● INPUT MATERIAL:
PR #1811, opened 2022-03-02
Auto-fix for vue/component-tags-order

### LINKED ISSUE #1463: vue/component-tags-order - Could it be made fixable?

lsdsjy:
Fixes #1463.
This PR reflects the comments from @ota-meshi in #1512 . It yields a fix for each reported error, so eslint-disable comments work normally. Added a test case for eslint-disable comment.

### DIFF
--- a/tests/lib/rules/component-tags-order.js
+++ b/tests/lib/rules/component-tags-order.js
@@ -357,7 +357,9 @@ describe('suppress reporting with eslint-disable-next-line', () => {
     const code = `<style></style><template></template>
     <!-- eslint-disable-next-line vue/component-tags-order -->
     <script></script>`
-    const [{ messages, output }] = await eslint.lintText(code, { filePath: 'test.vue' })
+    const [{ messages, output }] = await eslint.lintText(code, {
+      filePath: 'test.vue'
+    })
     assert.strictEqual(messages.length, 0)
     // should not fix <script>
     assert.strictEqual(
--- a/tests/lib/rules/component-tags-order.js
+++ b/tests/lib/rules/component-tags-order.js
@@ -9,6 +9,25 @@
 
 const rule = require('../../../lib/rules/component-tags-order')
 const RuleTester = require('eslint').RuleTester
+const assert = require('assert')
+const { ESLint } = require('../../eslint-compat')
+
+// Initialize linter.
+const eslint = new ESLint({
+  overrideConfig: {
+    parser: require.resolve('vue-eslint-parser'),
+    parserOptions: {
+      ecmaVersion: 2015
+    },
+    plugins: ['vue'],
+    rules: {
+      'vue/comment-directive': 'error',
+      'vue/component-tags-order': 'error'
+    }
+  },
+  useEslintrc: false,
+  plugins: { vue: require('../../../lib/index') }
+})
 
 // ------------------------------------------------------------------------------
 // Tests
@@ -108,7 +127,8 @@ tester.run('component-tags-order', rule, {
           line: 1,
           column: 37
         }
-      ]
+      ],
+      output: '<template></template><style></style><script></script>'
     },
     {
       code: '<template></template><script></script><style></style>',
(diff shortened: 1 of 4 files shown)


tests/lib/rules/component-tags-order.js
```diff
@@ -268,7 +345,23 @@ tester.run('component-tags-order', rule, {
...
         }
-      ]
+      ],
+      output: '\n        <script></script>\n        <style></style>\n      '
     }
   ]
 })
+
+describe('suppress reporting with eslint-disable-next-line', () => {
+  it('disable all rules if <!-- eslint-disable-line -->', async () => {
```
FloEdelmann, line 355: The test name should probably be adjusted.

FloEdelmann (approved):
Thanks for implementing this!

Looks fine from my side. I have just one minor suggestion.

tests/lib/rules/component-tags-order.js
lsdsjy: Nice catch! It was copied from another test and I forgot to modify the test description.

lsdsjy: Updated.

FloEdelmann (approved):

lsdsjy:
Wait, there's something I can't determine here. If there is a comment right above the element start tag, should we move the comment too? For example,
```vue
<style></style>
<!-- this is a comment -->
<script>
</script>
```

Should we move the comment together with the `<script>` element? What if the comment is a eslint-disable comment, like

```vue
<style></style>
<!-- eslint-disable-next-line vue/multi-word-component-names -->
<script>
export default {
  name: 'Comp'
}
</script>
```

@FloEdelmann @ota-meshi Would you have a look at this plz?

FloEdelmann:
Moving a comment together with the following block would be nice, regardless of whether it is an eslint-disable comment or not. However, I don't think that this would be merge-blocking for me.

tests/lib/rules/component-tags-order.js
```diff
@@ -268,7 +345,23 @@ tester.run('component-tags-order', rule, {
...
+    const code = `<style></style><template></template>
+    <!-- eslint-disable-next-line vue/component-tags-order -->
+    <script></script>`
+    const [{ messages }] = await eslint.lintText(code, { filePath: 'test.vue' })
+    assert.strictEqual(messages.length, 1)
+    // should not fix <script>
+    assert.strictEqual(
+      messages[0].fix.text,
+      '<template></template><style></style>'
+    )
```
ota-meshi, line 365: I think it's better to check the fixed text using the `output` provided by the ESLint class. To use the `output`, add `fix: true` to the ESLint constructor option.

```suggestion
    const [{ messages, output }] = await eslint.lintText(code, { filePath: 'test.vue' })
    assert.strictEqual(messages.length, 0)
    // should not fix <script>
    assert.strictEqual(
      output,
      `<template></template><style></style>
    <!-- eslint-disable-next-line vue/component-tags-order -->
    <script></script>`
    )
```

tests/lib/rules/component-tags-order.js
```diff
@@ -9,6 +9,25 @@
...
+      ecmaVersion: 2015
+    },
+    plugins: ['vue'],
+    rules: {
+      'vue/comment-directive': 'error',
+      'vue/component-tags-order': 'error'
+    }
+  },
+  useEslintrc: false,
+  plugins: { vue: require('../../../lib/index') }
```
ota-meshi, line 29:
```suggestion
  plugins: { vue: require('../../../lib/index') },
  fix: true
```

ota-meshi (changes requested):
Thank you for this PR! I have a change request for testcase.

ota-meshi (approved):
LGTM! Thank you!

● AIM OF THE TASK:
When a line above includes the word "think", please list that line.

● RESPONSE:
Moving a comment together with the following block would be nice, regardless of whether it is an eslint-disable comment or not. However, I don't think that this would be merge-blocking for me.
ota-meshi, line 365: I think it's better to check the fixed text using the `output` provided by the ESLint class. To use the `output`, add `fix: true` to the ESLint constructor option.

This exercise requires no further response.